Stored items
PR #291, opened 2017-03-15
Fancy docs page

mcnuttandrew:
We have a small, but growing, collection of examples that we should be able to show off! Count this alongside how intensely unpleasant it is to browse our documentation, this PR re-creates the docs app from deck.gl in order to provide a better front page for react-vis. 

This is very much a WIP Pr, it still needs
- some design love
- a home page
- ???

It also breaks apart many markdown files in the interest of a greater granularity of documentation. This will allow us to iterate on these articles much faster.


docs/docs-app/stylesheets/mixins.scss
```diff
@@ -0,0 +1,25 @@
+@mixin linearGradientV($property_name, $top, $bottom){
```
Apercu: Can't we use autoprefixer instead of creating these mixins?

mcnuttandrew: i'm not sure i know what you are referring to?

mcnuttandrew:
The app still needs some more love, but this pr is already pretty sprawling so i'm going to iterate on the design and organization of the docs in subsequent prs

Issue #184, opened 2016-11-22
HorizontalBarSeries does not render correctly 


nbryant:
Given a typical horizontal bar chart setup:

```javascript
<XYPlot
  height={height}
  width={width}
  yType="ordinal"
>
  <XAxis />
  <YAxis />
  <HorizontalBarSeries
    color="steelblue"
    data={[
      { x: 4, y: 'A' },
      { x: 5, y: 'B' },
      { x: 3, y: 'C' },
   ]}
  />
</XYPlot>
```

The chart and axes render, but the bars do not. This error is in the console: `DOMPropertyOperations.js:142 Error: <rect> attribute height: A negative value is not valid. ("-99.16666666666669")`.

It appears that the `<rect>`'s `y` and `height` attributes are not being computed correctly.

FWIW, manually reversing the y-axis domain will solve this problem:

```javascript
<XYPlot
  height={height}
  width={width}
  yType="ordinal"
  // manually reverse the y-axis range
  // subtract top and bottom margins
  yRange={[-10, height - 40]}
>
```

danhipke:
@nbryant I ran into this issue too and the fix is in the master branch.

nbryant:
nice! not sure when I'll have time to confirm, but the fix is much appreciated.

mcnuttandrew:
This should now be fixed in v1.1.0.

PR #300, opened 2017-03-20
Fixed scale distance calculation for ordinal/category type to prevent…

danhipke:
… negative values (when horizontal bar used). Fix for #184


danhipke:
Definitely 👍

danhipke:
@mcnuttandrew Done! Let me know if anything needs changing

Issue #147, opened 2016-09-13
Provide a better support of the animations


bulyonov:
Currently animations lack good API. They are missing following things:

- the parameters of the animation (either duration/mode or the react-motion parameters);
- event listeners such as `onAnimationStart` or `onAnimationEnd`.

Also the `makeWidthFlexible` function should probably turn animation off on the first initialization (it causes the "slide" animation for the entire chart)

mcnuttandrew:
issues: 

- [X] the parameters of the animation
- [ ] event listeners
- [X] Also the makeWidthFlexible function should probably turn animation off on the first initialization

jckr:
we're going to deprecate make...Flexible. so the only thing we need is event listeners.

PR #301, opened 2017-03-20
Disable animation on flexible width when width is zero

REQUIRED ACTION
Looking at the records above, say how many lines hold the string "documentation". Write nothing but the number.

SOLUTION TO THIS TASK
2